▸ **Work instructions**:
Report each line from the records where the string "haven" turns up.

Collected data:
- - - - - - -
PR #425, opened 2018-01-26
add :force option to cache!

### LINKED ISSUE #424: cache! force option ignored?
In versions 2.5.0 and older you could do

`json.cache! "key_name", expires_in: 10.minites, force: force? do`
where force? is a method that returns a boolean. If force was true the rails would generate and write the cache. This is broken when I upgrade to 2.6 and greater.

I tried using cache_if! as a workaround but it doesn't expire the cache. Is this a bug or an intentional changed?

bobdutch:
Before change https://github.com/rails/jbuilder/commit/65dfb3305b1c1ebae550c420a6ab6bd0e21271ec you could pass the :force option to cache! This worked because cache! used Rails.cache.fetch which takes the force option. That commit rewrote cache to use Rails.cache.read and Rails.cache.write which don't do anything with the force option. I use :force extensively in my jbuilder template to send a parameter that will clear and write the cache for the next request. I think this is a worthy feature to have even if it was an undocumented and unintentional feature of jbuilder pre-2.6.0
Closes #424

### DIFF
--- a/README.md
+++ b/README.md
@@ -222,7 +222,7 @@ Fragment caching is supported, it uses `Rails.cache` and works like caching in
 HTML templates:
 
 ```ruby
-json.cache! ['v1', @person], expires_in: 10.minutes do
+json.cache! ['v1', @person], expires_in: 10.minutes, force: true do
   json.extract! @person, :name, :age
 end
 ```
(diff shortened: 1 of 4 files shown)


HarlemSquirrel:
@pixeltrix it would be awesome if you could spare a moment to review this. Thank you in advance!

MrEmelianenko:
+1 for this

andrewjaanuu:
+1

Issue #378, opened 2017-01-26
Passing object into partial fails if locals: not used


yusufali2205:
Passing objects to partial fails if the below format is used:
`json.comments @post.comments, partial: 'comments/comment', as: :comment, show: false`

It succeeds if locals option is used:
`json.comments @post.comments, partial: 'comments/comment', locals: { show: false }, as: :comment`

SGospodinov:
I tried to reproduce the problem by creating these two tests and adding them to the `test/jbuilder_template_test.rb`. They both expect result records to contain `published` attribute.
```ruby
test "render array of partials with locals passed as a hash" do
  result = jbuild(<<-JBUILDER)
    json.array! BLOG_POST_COLLECTION, partial: "blog_post_with_locals", as: :blog_post, locals: { published: true }
  JBUILDER

  assert_equal result[0]["published"], true
end
```
This test pass.

```ruby
test "render array of partials with locals passed as part of the params" do
  result = jbuild(<<-JBUILDER)
    json.array! BLOG_POST_COLLECTION, partial: "blog_post_with_locals", as: :blog_post, published: true
  JBUILDER

  assert_equal result[0]["published"], true
end
```
But this one raises `ActionView::Template::Error: undefined local variable or method 'published'` error.

I'm using the following partial:

```ruby
BLOG_POST_PARTIAL_WITH_LOCALS = <<-JBUILDER
  json.extract! blog_post, :id, :body
  json.author do
    first_name, last_name = blog_post.author_name.split(nil, 2)
    json.first_name first_name
    json.last_name last_name
  end
  json.published published
JBUILDER
```
Which is a slight modification of one of the existing partials in the test file and also should be added to the `PARTIALS` hash. 
I think the problem is caused by the `_render_partial_with_options` method in `JbuilderTemplate`. If this issue is assessed as a bug, I'll be happy to work on it.

peret:
I also just ran into this after upgrading the gem. This definitely looks like a regression to me. Is there any progress on this issue?

bobdutch:
+1

arcticleo:
+1

eveevans:
`json.array! @post.comments, partial: "comments/comment", as: :comment, locals: { show: false }`

jeremy:
#435

ngouy:
What happend to that?

I still have the issue, and I can't access the linked PR (404)
And can't see any specs related to that under tests/template

(And I have the same issue)

siegfault:
[...]

PR #435, opened 2018-04-17
Fix passing object with partials w/o locals (#378).

siegfault:
This uses @SGospodinov's specs written on the report from @yusufali2205. I ran into this issue as well today and, while I don't think this necessarily the final solution, I wanted to move the conversation along.

Previous behavior: Passing objects to partial fails if the below format is used:
```
json.comments @post.comments, partial: 'comments/comment', as: :comment, show: false
```

It succeeds if locals option is used:
```
json.comments @post.comments, partial: 'comments/comment', locals: { show: false }, as: :comment
```

Swapping to options is a change to revitalize the conversation. I'm not
sure it's a permanent solution.

### DIFF
--- a/lib/jbuilder/jbuilder_template.rb
+++ b/lib/jbuilder/jbuilder_template.rb
@@ -104,7 +104,7 @@ class JbuilderTemplate < Jbuilder
   private
 
   def _render_partial_with_options(options)
-    options.reverse_merge! locals: {}
+    options.reverse_merge! locals: options.except(:partial, :as, :collection)
     options.reverse_merge! ::JbuilderTemplate.template_lookup_options
     as = options[:as]
 
@@ -199,7 +199,6 @@ class JbuilderTemplate < Jbuilder
     when ::Hash
       # partial! partial: 'name', foo: 'bar'
       options = name_or_options
-      options[:locals] ||= options.except(:partial, :as, :collection)
     else
       # partial! 'name', locals: {foo: 'bar'}
       if locals.one? && (locals.keys.first == :locals)
--- a/lib/jbuilder/jbuilder_template.rb
+++ b/lib/jbuilder/jbuilder_template.rb
@@ -111,8 +111,9 @@ class JbuilderTemplate < Jbuilder
     if as && options.key?(:collection)
       as = as.to_sym
       collection = options.delete(:collection)
+      locals = options.delete(:locals) || {}
       array! collection do |member|
-        member_locals = options.clone
+        member_locals = options.clone.merge(locals)
         member_locals.merge! collection: collection
         member_locals.merge! as => member
         _render_partial options.merge(locals: member_locals)
--- a/lib/jbuilder/jbuilder_template.rb
+++ b/lib/jbuilder/jbuilder_template.rb
@@ -111,9 +111,9 @@ class JbuilderTemplate < Jbuilder
     if as && options.key?(:collection)
       as = as.to_sym
       collection = options.delete(:collection)
-      locals = options.delete(:locals) || {}
+      locals = options.delete(:locals)
       array! collection do |member|
-        member_locals = options.clone.merge(locals)
+        member_locals = locals.clone
         member_locals.merge! collection: collection
         member_locals.merge! as => member
         _render_partial options.merge(locals: member_locals)
@@ -199,6 +199,7 @@ class JbuilderTemplate < Jbuilder
     when ::Hash
       # partial! partial: 'name', foo: 'bar'
       options = name_or_options
+      options[:locals] ||= options.except(:partial, :as, :collection)
     else
       # partial! 'name', locals: {foo: 'bar'}
       if locals.one? && (locals.keys.first == :locals)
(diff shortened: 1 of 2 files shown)


siegfault:
@pixeltrix would love any thoughts or advice on this one that you can provide! Thanks!

lib/jbuilder/jbuilder_template.rb
```diff
@@ -111,9 +111,8 @@ def _render_partial_with_options(options)
     if as && options.key?(:collection)
       as = as.to_sym
       collection = options.delete(:collection)
-      locals = options.delete(:locals)
       array! collection do |member|
-        member_locals = locals.clone
+        member_locals = options.clone
```
yusufali2205: Does it mean using locals won't work now?
```
json.comments @post.comments, partial: 'comments/comment', locals: { show: false }, as: :comment
```

siegfault: I wrote a spec that I'm pretty sure confirms your suspicion that locals don't work now but haven't pushed it. I've been pretty swamped the last couple weeks but should be much freer next week to take a more in depth look. Thanks for taking a look @yusufali2205!

siegfault:
@yusufali2205 just pushed a change that highlights and seems to fix the concern you had. I don't think it's a good solution for the reasons I mentioned in the commit that I'll copy here. Definitely looking for advice!

> This is not a good solution because it puts all of options, related to
locals or not, into the locals section of options. Will want advice for
a better solution, but this does make the spec pass.

test/jbuilder_template_test.rb
```diff
@@ -123,23 +123,39 @@ def assert_collection_rendered(result, context = nil)
...
     result = jbuild(<<-JBUILDER)
-      json.partial! "partial"
+      json.partial! "partial", foo: 'hello'
     JBUILDER
 
     assert_equal "hello", result["content"]
   end
 
-  test "partial! + locals via :locals option" do
+  test "partial! + locals without :partial key with :locals key" do
```
siegfault: Wouldn't mind some help making these descriptions less bulky.

test/jbuilder_template_test.rb
```diff
@@ -123,23 +123,39 @@ def assert_collection_rendered(result, context = nil)
...
+
+  test "partial! + locals without :partial key without :locals key" do
+    result = jbuild(<<-JBUILDER)
+      json.partial! "partial", foo: "howdy"
+    JBUILDER
+
+    assert_equal "howdy", result["content"]
+  end
+
+  test "partial! + locals with :partial key without :locals key" do
```
siegfault: This is the spec that currently would fail with the above 
```diff
-  "_partial.json.jbuilder"  => "foo ||= 'hello'; json.content foo",
+  "_partial.json.jbuilder"  => "json.content foo",
```
change.

test/jbuilder_template_test.rb
```diff
@@ -44,7 +44,7 @@ def initialize(id, name)
 ActionView::Template.register_template_handler :jbuilder, JbuilderHandler
 
 PARTIALS = {
-  "_partial.json.jbuilder"  => "foo ||= 'hello'; json.content foo",
```
siegfault: Removed to be able to reproduce the undefined method error. This caused me to add
```ruby
-      json.partial! "partial"
+      json.partial! "partial", foo: 'hello'
```
Happy to discuss if we'd rather go back to defining its own partial.

lib/jbuilder/jbuilder_template.rb
```diff
@@ -199,6 +199,7 @@ def _render_explicit_partial(name_or_options, locals = {})
     when ::Hash
       # partial! partial: 'name', foo: 'bar'
       options = name_or_options
+      options[:locals] ||= options.except(:partial, :as, :collection)
```
siegfault: If we want to take these out of the original options hash, I think we'd need to do something like
```ruby
options[:locals] ||= options.except(:partial, :as, :collection).keys.each_with_object({}) do |local, hash|
  hash[local] = options.delete(local)
end
```
Thoughts?

siegfault:
I think this is now in a better place and ready for review @yusufali2205 / @pixeltrix. Happy to make any changes and would love any feedback. Thanks!

siegfault:
@pixeltrix let me know if you have any advice or if you want me to ping someone else. Thanks!

siegfault:
@rwz pinging you since it looks like you were getting assigned PRs before @pixeltrix. Any ideas on who I should pull in to take alook at this? Thanks!

@yusufali2205 also pinging you since you originally reported the issue and reviewed this earlier. This seems to fix the issue for me. Mind making sure that it also does for you? Thanks!

siegfault:
Hi @rafaelfranca! Pinging you since you seem to be getting assigned on PRs now (though it's noting that the repo may be misconfigured). Are you the right person to take a look? If not, do you know who would be? Either way, thanks!

siegfault:
Hi @dhh! Pinging you since you merged a PR in the repo last week. Not necessarily asking for review unless you want to take a look, but since the repo is misconfigured and I haven't gotten much traction here, was wondering if you had suggestions for who to reach out to. Thanks!

dhh:
Hey, sorry you haven't gotten any traction on this yet. Thank for you for keep pushing! 

This looks correct to me. Merging. Thanks again!

siegfault:
Thanks!

Issue #330, opened 2016-03-28
nil! after cache! not working reliable


ThomasPr:
I came up with a really strange issue tonight: The following snippet produces an error on the THRID request. The first and second requests result in the expected json.

```ruby
json.array! [1, 2, 3] do |index|
  json.cache! index do
    json.key1 "anything"
  end
  json.key2 do
    json.nil!
  end
end
```

```
ActionView::Template::Error (Failed to add "key2" property to null object):
    2:   json.cache! index do
    3:     json.key1 "anything"
    4:   end
    5:   json.key2 do
    6:     json.nil!
    7:   end
    8: end
  app/views/example/example.json.jbuilder:5:in `block in _app_views_example_example_json_jbuilder___2645842209584969737_70123296568040'
  app/views/example/example.json.jbuilder:1:in `_app_views_example_example_json_jbuilder___2645842209584969737_70123296568040'
```

I created a [minimal example](https://github.com/ThomasPr/example). Please execute `curl -X "GET" "http://localhost:3000"` three times to get the error.

```
activesupport (4.2.6) lib/active_support/proxy_object.rb:10:in `raise'
jbuilder (2.4.1) lib/jbuilder.rb:265:in `_merge_block'
jbuilder (2.4.1) lib/jbuilder.rb:38:in `set!'
jbuilder (2.4.1) lib/jbuilder/jbuilder_template.rb:74:in `set!'
jbuilder (2.4.1) lib/jbuilder.rb:66:in `method_missing'
app/views/example/example.json.jbuilder:5:in `block in _app_views_example_example_json_jbuilder___2645842209584969737_70123296568040'
jbuilder (2.4.1) lib/jbuilder.rb:298:in `block (2 levels) in _map_collection'
jbuilder (2.4.1) lib/jbuilder.rb:305:in `_scope'
jbuilder (2.4.1) lib/jbuilder.rb:298:in `block in _map_collection'
jbuilder (2.4.1) lib/jbuilder.rb:297:in `map'
jbuilder (2.4.1) lib/jbuilder.rb:297:in `_map_collection'
jbuilder (2.4.1) lib/jbuilder.rb:188:in `array!'
jbuilder (2.4.1) lib/jbuilder/jbuilder_template.rb:64:in `array!'
app/views/example/example.json.jbuilder:1:in `_app_views_example_example_json_jbuilder___2645842209584969737_70123296568040'
actionview (4.2.6) lib/action_view/template.rb:145:in `block in render'
```

[...]

PR #436, opened 2018-05-13
fix cache bug

BenZhang:
Hi,
I ran into a very strange situation.
```ruby
json.array! [1,2,3] do |i|
  json.cache! 'test' do
    json.name 'cache'
  end
  json.id i
end
```
The code above will print 
```javascript
[
  {"name":"cache","id":1},
  {"name":"cache","id":3},
  {"name":"cache","id":3}
]
```
If we move json.id on the top, it will work. The reason for that is when use cache! in the beginning of the block it will retrieve the same cached object from previous iteration and overwrite it. I think it is the same reason for this issue #330

### DIFF
--- a/lib/jbuilder.rb
+++ b/lib/jbuilder.rb
@@ -295,8 +295,7 @@ class Jbuilder
 
   def _map_collection(collection)
     collection.map do |element|
-      element_result = _scope{ yield element }
-      element_result == BLANK ? BLANK : element_result.clone
+      _scope{ yield element }
     end - [BLANK]
   end
 
--- a/lib/jbuilder.rb
+++ b/lib/jbuilder.rb
@@ -295,7 +295,8 @@ class Jbuilder
 
   def _map_collection(collection)
     collection.map do |element|
-      _scope{ yield element }
+      element_result = _scope{ yield element }
+      element_result == BLANK ? BLANK : element_result.clone
     end - [BLANK]
   end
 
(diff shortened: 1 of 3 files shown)


BenZhang:
After further investigation, this will only happen when using memory_store for the cache. It is actually caused by the behaviour of Rails cache. Please see below example

```ruby
Rails.cache.write('user', {id: 1})
a = Rails.cache.read('user')
#=> {:id=>1}
a[:name] = "Hello"
Rails.cache.read('user')
#=> {:id=>1, :name => "Hello"}
```

ryanb:
I ran into this today. It would be great to get it fixed! Can someone address this PR?

EvTi:
One more bug, i think

```
json.cache_collection! [1,2,3] do |category|
  next
end
```

result 

```
{}
{}
{}
```

dhh:
I know this is a million years old, but just stumbled over it. It strikes me as odd this is only happening in the memory store. That implies to me it should be fixed in the memory store. Anyone interested in digging deeper?

pixeltrix:
@dhh what version was this in? I've tried using @BenZhang's test and his cache commands and can't seem to reproduce in any version of 7.x

Looking at his sequence of commands suggests it's an example of rails/rails#36956:

``` ruby
Rails.cache.write('user', {id: 1})
a = Rails.cache.read('user')
#=> {:id=>1}
a[:name] = "Hello"
Rails.cache.read('user')
#=> {:id=>1, :name => "Hello"}
```
that's not been applicable since rails/rails#37210.

dhh:
Ha. Makes sense. The initial report was ancient but hadn't seen any updates. Will close. Thanks @pixeltrix 🙏

PR #440, opened 2018-06-20
Make extract! accept objects with internal hash implementation

bacchir:
In a recent project I've experienced an odd situation of having an object that implements some `Hash` behavior and, even though it has methods such as `[]` and `fetch`, `jbuilder.extract!` did not work with it. So I just created this little PR with some tests to make `jbuilder` more agnostic.

Here's an example (also used in the tests) of the object I'm trying to pass to jbuilder:

```
class PersonWithHash
  attr_reader :name, :collection

  def initialize(name, age)
    @collection = { age: age }
    @name = name
  end

  delegate :[], :fetch, to: :@collection
end
```

### DIFF
--- a/lib/jbuilder.rb
+++ b/lib/jbuilder.rb
@@ -213,10 +213,8 @@ class Jbuilder
   #
   #   json.(@person, :name, :age)
   def extract!(object, *attributes)
-    if ::Hash === object
-      _extract_hash_values(object, attributes)
-    else
-      _extract_method_values(object, attributes)
+    attributes.each do |key|
+      _set_value key, _extract_value(object, key)
     end
   end
 
@@ -252,12 +250,8 @@ class Jbuilder
 
   private
 
-  def _extract_hash_values(object, attributes)
-    attributes.each{ |key| _set_value key, object.fetch(key) }
-  end
-
-  def _extract_method_values(object, attributes)
-    attributes.each{ |key| _set_value key, object.public_send(key) }
+  def _extract_value(object, attribute)
+    object.respond_to?(attribute) ? object.public_send(attribute) : object.fetch(attribute)
   end
 
   def _merge_block(key)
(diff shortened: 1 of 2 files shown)


lib/jbuilder.rb
```diff
@@ -252,12 +250,8 @@ def target!
...
   private
 
-  def _extract_hash_values(object, attributes)
-    attributes.each{ |key| _set_value key, object.fetch(key) }
-  end
-
-  def _extract_method_values(object, attributes)
-    attributes.each{ |key| _set_value key, object.public_send(key) }
+  def _extract_value(object, attribute)
+    object.respond_to?(attribute) ? object.public_send(attribute) : object.fetch(attribute)
```
robin850: The risk is pretty low but still, it should rather be:

~~~ruby
object.respond_to?(:fetch) ? object.fetch(attribute) : object.public_send(attribute)
~~~

Otherwise, if a hash or hash-like object has a `:object_id`, `:hash` or any of its method as a key, the wrong value may be returned.

Could you fix this and add a test to ensure that a `Hash` with such key would be properly handled please ?

bacchir: Sorry @robin850 I just saw your comment now. Sure I'll change it 😊

bacchir:
@robin850 I changed the implementation the way you suggested, however I changed `respond_to?(:fetch)` to `respond_to?(:[])` to avoid problems when an object have a custom `fetch` method for other purposes.

lib/jbuilder.rb
bacchir: @robin850 I changed the implementation the way you suggested, however I changed respond_to?(:fetch) to respond_to?(:[]) to avoid problems when an object have a custom fetch method for other purposes.

bacchir:
@robin850 I changed the implementation the way you suggested, however I changed respond_to?(:fetch) to respond_to?(:[]) to avoid problems when an object have a custom fetch method for other purposes.

PR #448, opened 2018-10-29
Remove timestamps from generated partial

### LINKED ISSUE #437: rails g scaffold --no-timestamps not works
rails version: 5.2.0
jbuilder version: 2.7.0

The generated app/views/model/_model.json.jbuilder still contains created_at & updated_at, even with --no-timestamps

robin850:
Hello,

This pull request fixes #437.

When the `--no-timestamps` option is passed to the scaffold generator, Active Record will properly remove the `created_at` and `updated_at` columns from the migration file but the generated Jbuilder partial will still reference these fields.

Have a nice day !

### DIFF
--- a/lib/generators/rails/jbuilder_generator.rb
+++ b/lib/generators/rails/jbuilder_generator.rb
@@ -10,6 +10,8 @@ module Rails
 
       argument :attributes, type: :array, default: [], banner: 'field:type field:type'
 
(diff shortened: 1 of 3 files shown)


olleolleolle:
@robin850 Oh, this looks super-clear - and fixes the issue.

PR #449, opened 2018-10-30
Tiny cleanup in the tests

robin850:
Hello,

That's just a tiny pull request that cleans up a bit the test files.

Use `assert_nil` rather than `assert_equal nil, foo` since this behavior will be change to raise an error in the upcoming major version of Minitest.

Also, remove the various checks to support older versions of Rails. We are not supporting any version older than 4.2 since eb5d376. Also, `ActiveSupport.test_order` has been added in Rails 4.2 (c.f. https://github.com/rails/rails/commit/53e877f7d9291b2bf0b8c425f9e32ef35829f35b).

Have a nice day !

### DIFF
--- a/test/jbuilder_test.rb
+++ b/test/jbuilder_test.rb
@@ -75,7 +75,7 @@ class JbuilderTest < ActiveSupport::TestCase
     end
 
     assert result.has_key?('content')
-    assert_equal nil, result['content']
+    assert_nil result['content']
   end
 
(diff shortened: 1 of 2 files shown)


olleolleolle:
@kaspth 👋 Look, this is a neat change!

kaspth:
@olleolleolle you got me! 😄

@robin850 hey Robin, thanks for doing this!

PR #453, opened 2019-02-04
Fix deprecation warning for JBuilder templates

### LINKED ISSUE #452: DEPRECATION WARNING in new --edge app
```
$ ruby -v
ruby 2.6.1p33 (2019-01-30 revision 66950) [x86_64-linux]
$ rails -v
Rails 6.0.0.beta1
$ rails new blog --edge > /dev/null 2>&1
$ cat blog/log/development.log 
DEPRECATION WARNING: Single arity template handlers are deprecated.  Template handlers must
now accept two parameters, the view object and the source for the view object.
Change:
  >> Class#call(template)
To:
  >> Class#call(template, source)
 (called from block (2 levels) in <class:Railtie> at /home/u/.rbenv/versions/2.6.1/lib/ruby/gems/2.6.0/gems/jbuilder-2.8.0/lib/jbuilder/railtie.rb:8)
```

tenderlove:
This commit brings the JBuilder template handler up to work with Rails 6
and no deprecation warnings.  The `JbuilderHandler.call` method should
work with older Rails versions too.

Fixes #452

### DIFF
--- a/lib/jbuilder/jbuilder_template.rb
+++ b/lib/jbuilder/jbuilder_template.rb
@@ -224,9 +224,10 @@ class JbuilderHandler
   cattr_accessor :default_format
   self.default_format = Mime[:json]
 
-  def self.call(template)
+  def self.call(template, source = nil)
+    source ||= template.source
     # this juggling is required to keep line numbers right in the error
-    %{__already_defined = defined?(json); json||=JbuilderTemplate.new(self); #{template.source}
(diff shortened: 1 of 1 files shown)


jasnow:
coffee-rails needs this too.

morgoth:
Can we have a jbuilder release with this fix?

phoet:
`gem 'jbuilder', github: 'rails/jbuilder', branch: 'master'`

would be great to have a gem release though!

PR #459, opened 2019-04-05
Add rich_text, attachment, and attachments fields support

excid3:
I just added support for generating models with `rich_text`, `attachment` and `attachments` fields for ActionText and ActiveStorage to Rails 6 recently.

This updates jbuilder's scaffold generator to also support these fields and retains the old functionality for older Rails versions.

### DIFF
--- a/lib/generators/rails/jbuilder_generator.rb
+++ b/lib/generators/rails/jbuilder_generator.rb
@@ -50,6 +50,10 @@ module Rails
 
           attributes.map { |a| ":#{a}"} * ', '
         end
+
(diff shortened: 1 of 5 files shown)


excid3:
@rafaelfranca wanted to bump this. Would you consider merging this one since Rails 6 already has these generator fields in https://github.com/rails/rails/pull/35805? 

Jbuilder overrides the generators so they would appear to not work in a new Rails 6 app until jbuilder is also updated. Thanks!

dpaola2:
Voicing my support for this functionality

PR #468, opened 2019-10-29
Fix warnings on Ruby 2.7

r7kamura:
> warning: Capturing the given block using Proc.new is deprecated; use `&block` instead

This patch converts `Proc.new` calls into `&block`.


assembler:
When will this be released as new gem version?

PR #471, opened 2019-11-22
namespaced_file_path was removed from railties

kdiogenes:


olleolleolle:
This follows Rails' change, here's a direct link to how Rails did when they switched away from the removed method:

https://github.com/rails/rails/commit/595fa6e9225a7a33806efa74fcbe54decdc37510

PR #476, opened 2020-03-03
Use unless instead of if not

liroyleshed:


rafaelfranca:
Thank you for the pull request but we prefer `if !` over `unless/else`

PR #59, opened 2020-04-09
.NET Core SDK version downgraded to 3.1.101

dawidkeshop:


tabman83:
why the downgrade?

dawidkeshop:
> why the downgrade?

It was just an idea to test, but Oisin shows us a proper approach.

dawidkeshop:
Closed as non-relevant.

PR #62, opened 2020-04-15
improves code, more test diagnostics

VaclavK:
unblock test parallelization as original code was not running under xunit scheduling and was hanging on system with less cores


VaclavK:
I can walk you through why this is done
- - - - - - -
▸ **Solution**:
siegfault: I wrote a spec that I'm pretty sure confirms your suspicion that locals don't work now but haven't pushed it. I've been pretty swamped the last couple weeks but should be much freer next week to take a more in depth look. Thanks for taking a look @yusufali2205!
Hi @dhh! Pinging you since you merged a PR in the repo last week. Not necessarily asking for review unless you want to take a look, but since the repo is misconfigured and I haven't gotten much traction here, was wondering if you had suggestions for who to reach out to. Thanks!
Hey, sorry you haven't gotten any traction on this yet. Thank for you for keep pushing! 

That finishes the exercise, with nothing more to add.